Why The Undead $99 TouchPad Might Portend The iPad's Doom - diogenescynic
http://www.forbes.com/sites/briancaulfield/2011/08/30/why-the-undead-99-touchpad-might-portend-the-ipads-doom/?partner=yahootix
======
brk
Give me a break.

This is horribly poor reporting and speculation for Forbes.

HP is almost literally giving these things away, and it took a $99 price point
before anyone gave 2 shits about it.
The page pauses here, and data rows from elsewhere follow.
PR #572, opened 2021-02-01
WIP: wrap execution of components in master node (master)

clemensutschig:
as we have seen in a couple of occasions (deploy stage :)) - we should "force" wrap the execution of a component on the master node.


clemensutschig:
the diff is rather big - because of it's intendation ... in reality it's just `steps.node` and the copy of the repo `steps.sh (cp ...`

src/org/ods/orchestration/util/MROPipelineUtil.groovy
```diff
@@ -307,60 +307,70 @@ class MROPipelineUtil extends PipelineUtil {
...
-                        } else {
-                            this.logger.debug("Repo '${repo.id}' is of type ODS Service Component. Nothing to do in phase '${name}' for target environment '${targetEnvToken}'.")
-                        }
-                    } else if (repo.type?.toLowerCase() == PipelineConfig.REPO_TYPE_ODS_TEST) {
-                        if (name == PipelinePhases.TEST) {
-                            executeODSComponent(repo, baseDir)
+                    // force this to happen on master - if an agent is needed, the closure has to
+                    // take care about it. The reason for this is the closure to have access to files
+                    // from the component, e.g. jenkinsfile, shell scripts,...
+                    this.steps.node {
```
michaelsauter, line 319: Oh I think I misunderstood you earlier then.

I believe what you are doing here can't be done. `DeployOdsComponent#run` needs to be run on an agent node to deploy to external clusters. With your change, you'd go back to master, right?

Also note that running `node {}` has weird effects on the workspace it uses. I would avoid using if at all possible.

I would suggest not to make a change like this. I know this means that the whole `deploy` phase runs on an agent node then ... and therefore cannot execute a component's Jenkinsfile. This is a big limitation, but so far my understanding is that the AWS quickstarter can hook into the `build` phase instead.

TBH, the whole master/agent thing is a mess, and will cause us lots of issues. I don't see too many options going forward. The cleanest thing would probably be to move the switch to an agent into `DeployOdsComponent` (at the cost of doing this many times for many components, which is ugly as well).

We'll need to do more thinking around this ...

michaelsauter (changes requested):

src/org/ods/orchestration/util/MROPipelineUtil.groovy
clemensutschig: @michaelsauter  - the other option would be to move this into execute ods component - and make it as surgical as possible

michaelsauter: right that might work ...

clemensutschig: > right that might work ...

let me know if you are happi(er) with that approach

From the comments I've seen online, these
are being purchased by geeks to "hack" on, people who think they're getting a
deal, and consumers to uneducated to understand they are basically purchasing
a very expensive paperweight. None of these demographics are Apple's core
business.

Additionally, there is no evidence that a loss-leader style tablet market has
much merit, the one _possible_ exception being Amazon since they have a
reseller ecosystem setup that can rival Apple in some cases.

All this whole HP tablet giveaway really says right now is that WebOS,
Android, Blackberry, etc. have not been able to create a device as elegant,
compelling and profitable as the iPad.

Apple _created_ the tablet market, and now everything that comes out is
compared to it on all aspects. Consumers are trained to expect something both
better and cheaper as the next thing, and so far that product has not emerged.